Statute of Frauds for Common Contracts

•Requires certain types of contracts to be in writing -Contracts involving interests in real property -Contracts that by their own terms cannot possibly be performed within one year -Collateral contracts in which a person promises to answer for the debt or duty of another -Promises made in consideration of marriage -Contracts for the sale of goods for $500 or more -Contracts for the lease of goods with payments of $1,000 or more -Real estate agents' contracts -Agents' contracts where the underlying contract must be in writing -Promises to write a will -Contracts to pay debts barred by the statute of limitations or discharged in bankruptcy -Contracts to pay compensation for services rendered in negotiating the purchase of a business -Finder's fee contracts

Required Signature

•Statute of Frauds and the UCC require a written contract, whatever its form, to be signed by the party against whom enforcement is sought -The signature of the person who is enforcing the contract is not necessary. Thus, a written contract may be enforceable against one party but not the other party. •If a signature is suspected of being forged, the victim can hire handwriting experts and use modern technology to prove it is not his or her signature -Generally, the signature may appear anywhere on the writing. In addition, it does not have to be a person's full legal name. The person's last name, first name, nickname, initials, seal, stamp, engraving, or other symbol or mark (e.g., an X) that indicates the person's intent can be binding as a signature.

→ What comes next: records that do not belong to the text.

PR #2304, opened 2022-10-18
[MDS-4717] Final report received notifications

JustinMacaulay:
## Objective 

When a final report is received on an incident emails are sent to the OCI and the proponent to indicate this has occured as well as Core and Minespace notifications are triggered.

[MDS-4717](https://bcmines.atlassian.net/browse/MDS-4717)

### DIFF
--- a/services/core-api/app/api/mines/incidents/resources/mine_incidents.py
+++ b/services/core-api/app/api/mines/incidents/resources/mine_incidents.py
@@ -325,6 +325,10 @@ class MineIncidentResource(Resource, UserMixin):
                     incident.send_awaiting_final_report_email(True)
                     incident.send_awaiting_final_report_email(False)
                     trigger_notifcation(f'A new Mine Incident has been created for ({incident.mine_name})', incident.mine_table, 'MineIncident', incident.mine_incident_guid, {})
+                if value == 'FRS':
+                    incident.send_final_report_received_email(True)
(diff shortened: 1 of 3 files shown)


services/core-api/app/api/mines/incidents/resources/mine_incidents.py
```diff
@@ -325,6 +325,10 @@ def put(self, mine_guid, mine_incident_guid):
                     incident.send_awaiting_final_report_email(True)
                     incident.send_awaiting_final_report_email(False)
                     trigger_notifcation(f'A new Mine Incident has been created for ({incident.mine_name})', incident.mine_table, 'MineIncident', incident.mine_incident_guid, {})
+                if value == 'FRS':
```
BenHarrington, line 328: Will these status based emails get sent every time it is one of those stauses(ie. updating another field with the same status hits this endpoint). Should it only be when the existing status code does not match the request one?

JustinMacaulay: at the moment it is whenever that status is set. I think when we actually wire in all the logic around the statuses this might need to be changed cause we need that logic in first.

BenHarrington (approved):
Looks good Justin. Let's make sure we don't lose track of the status change tracking/management  work that is still outstanding. I just want to be sure we aren't sending out repeat emails on Prod while the remaining work is being done.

The signature may be affixed by an authorized agent.

Real Property

•The land itself, as well as buildings, trees, soil, minerals, timber, plants, crops, fixtures and other things/personal property permanently affixed to the land or buildings -Example Built-in cabinets in a house are fixtures that become part of the real property. -Under the Statute of Frauds, any contract that transfers an ownership interest in real property (land) must be in writing to be enforceable.

Promises Made in Consideration of Marriage

•Under the Statute of Frauds, a unilateral promise to pay money or property in consideration for a promise to marry must be in writing Example: A prenuptial agreement

Glossary

•a section in many contracts that defines many of the words and terms used in the contract -if words/terms are not defined by the parties, courts use standards of interpretation

Section 2A-201(1) of the Uniform Commercial Code (UCC)

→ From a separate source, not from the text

PR #2306, opened 2022-10-19
[MDS-4745] Minespace Version Fixes - Part 2

vyasworks:
## Objective 

[MDS-4745](https://bcmines.atlassian.net/browse/MDS-4745)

•states that lease contracts requiring payments of total $1,000 or more must be in writing -If a lease payment of an original lease contract is less than $1,000, it does not have to be in writing -However, if a modification of the lease contract increases the lease payment to $1,000 or more, the modification must be in writing to be enforceable.

Section 2-201(1) of the Uniform Commercial Code (UCC)

•states that sales contracts for the sale of goods priced at $500 or more must be in writing -If the contract price of an original sales contract is below $500, it does not have to be in writing -However, if a modification of the sales contract increases the sales price to $500 or more, the modification must be in writing to be enforceable. -EX: Echo enters an oral contract to sell James her used car for $10,000, with the delivery date to be May 1. When May 1 comes and James tenders $10,000 to Echo, Echo refuses to sell her car to James. The contract will not be enforced against Echo because it was an oral contract for the sale of goods costing $500 or more, and it should have been in writing.